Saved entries

__________

PR #1339, opened 2025-02-14
chore: remove a href from build page

deboer-tim:
### What does this PR do?

The build page still had a link using hard-coded color values, just convert to a Link like all the others.

### Screenshot / video of UI

N/A

### What issues does this PR fix or reference?

Part of #975.

### How to test this PR?

When you have no bootc images the link should still appear and work.

PR #1346, opened 2025-02-18
chore: replace spy with vi.mocked

deboer-tim:
### What does this PR do?

From a comment on #1339, we use a spy in several places where we should now be using vi.mocked(). This just cleans up the low hanging fruit.

### Screenshot / video of UI

N/A

Part of #975.

### How to test this PR?

Code review, PR checks still green.

### DIFF
--- a/packages/backend/src/build-disk-image.spec.ts
+++ b/packages/backend/src/build-disk-image.spec.ts
@@ -41,6 +41,8 @@ const config: Configuration = {
   update: vi.fn(),
 };
 
+vi.mock('node:fs');
+
 vi.mock('@podman-desktop/api', async () => {
   return {
     env: {
@@ -250,7 +252,6 @@ test('check build exists', async () => {
 
   // mock two existing builds on disk: qcow2 and vmdk
   const existsList: string[] = [resolve(folder, 'qcow2/disk.qcow2'), resolve(folder, 'vmdk/disk.vmdk')];
-  vi.mock('node:fs');
   vi.spyOn(fs, 'existsSync').mockImplementation(f => {
     return existsList.includes(f.toString());
   });
@@ -540,8 +541,6 @@ test('test building with a buildConfig JSON file that a temporary file for build
     folder: '/foo/bar/qemutest4',
     buildConfig: buildConfig,
   } as BootcBuildInfo;
-
-  vi.mock('node:fs');
 
   const options = createBuilderImageOptions(name, build);
 
--- a/packages/backend/src/build-disk-image.spec.ts
+++ b/packages/backend/src/build-disk-image.spec.ts
@@ -541,9 +541,7 @@ test('test building with a buildConfig JSON file that a temporary file for build
     buildConfig: buildConfig,
   } as BootcBuildInfo;
 
-  // Spy on fs.writeFileSync to make sure it is called
   vi.mock('node:fs');
-  vi.spyOn(fs, 'writeFileSync');
 
   const options = createBuilderImageOptions(name, build);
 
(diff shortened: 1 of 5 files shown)


packages/frontend/src/Build.spec.ts
```diff
@@ -548,7 +545,7 @@ test('Show the image if isManifest: true and Labels is empty', async () => {
   render(Build, { imageName: 'testmanifest1', imageTag: 'latest' });
 
   await vi.waitFor(() => {
-    expect(spyOnInspectManifest).toHaveBeenCalled();
+    expect(vi.mocked(bootcClient.inspectManifest)).toHaveBeenCalled();
```
feloy, line 548: I think you can simplify with:
```
expect(bootcClient.inspectManifest).toHaveBeenCalled();
```

packages/backend/src/build-disk-image.spec.ts
```diff
@@ -541,9 +541,7 @@ test('test building with a buildConfig JSON file that a temporary file for build
     buildConfig: buildConfig,
   } as BootcBuildInfo;
 
-  // Spy on fs.writeFileSync to make sure it is called
   vi.mock('node:fs');
```
axel7083, line 544: Shouldn't this be at the root of the file ?

packages/frontend/src/Build.spec.ts
```diff
@@ -669,7 +663,7 @@ test('have amd64 and arm64 NOT disabled if inspectManifest contains both archite
...
```
axel7083, line 666:
```suggestion
    expect(bootcClient.inspectManifest).toHaveBeenCalled();
```

Can be simplified: vite is very nice for helping us and directly consider a mock when we pass it to expect, it would throw an error if the object is not an mock

packages/frontend/src/lib/disk-image/DiskImageActions.spec.ts
```diff
@@ -65,15 +65,11 @@ test('Test clicking on delete button', async () => {
...
-  // spy on deleteBuild function
-  const spyOnDelete = vi.spyOn(bootcClient, 'deleteBuilds');
-
   // Click on delete button
   const deleteButton = screen.getAllByRole('button', { name: 'Delete Build' })[0];
   deleteButton.click();
 
-  expect(spyOnDelete).toHaveBeenCalled();
-  expect(spyOnDelete).toHaveBeenCalledWith(['name1']);
+  expect(vi.mocked(bootcClient.deleteBuilds)).toHaveBeenCalledWith(['name1']);
```
axel7083, line 72:
```suggestion
  expect(bootcClient.deleteBuilds).toHaveBeenCalledWith(['name1']);
```

packages/frontend/src/Build.spec.ts
deboer-tim: I was trying to clean up one bad pattern and copied another one 😬. Fixed these in new commit, including all the other instances in this repo.

packages/backend/src/build-disk-image.spec.ts
deboer-tim: I'm assuming we should also be using vi.mocked() over vi.spyOn()? I was just trying to fix one problem at a time, but I did move this mock() to root in a new commit.

packages/frontend/src/Build.spec.ts
deboer-tim: 👍🏼 Fixed.

packages/frontend/src/lib/disk-image/DiskImageActions.spec.ts
deboer-tim: Fixed.

axel7083 (approved):
Thanks for the cleanup ! 🚀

__________

• **ACTIVITY**:
Scan the entries for lines holding the string "deboer", then copy every one of them.

• **RESULT BELOW**:
deboer-tim:
deboer-tim:
deboer-tim: I was trying to clean up one bad pattern and copied another one 😬. Fixed these in new commit, including all the other instances in this repo.
deboer-tim: I'm assuming we should also be using vi.mocked() over vi.spyOn()? I was just trying to fix one problem at a time, but I did move this mock() to root in a new commit.
deboer-tim: 👍🏼 Fixed.
deboer-tim: Fixed.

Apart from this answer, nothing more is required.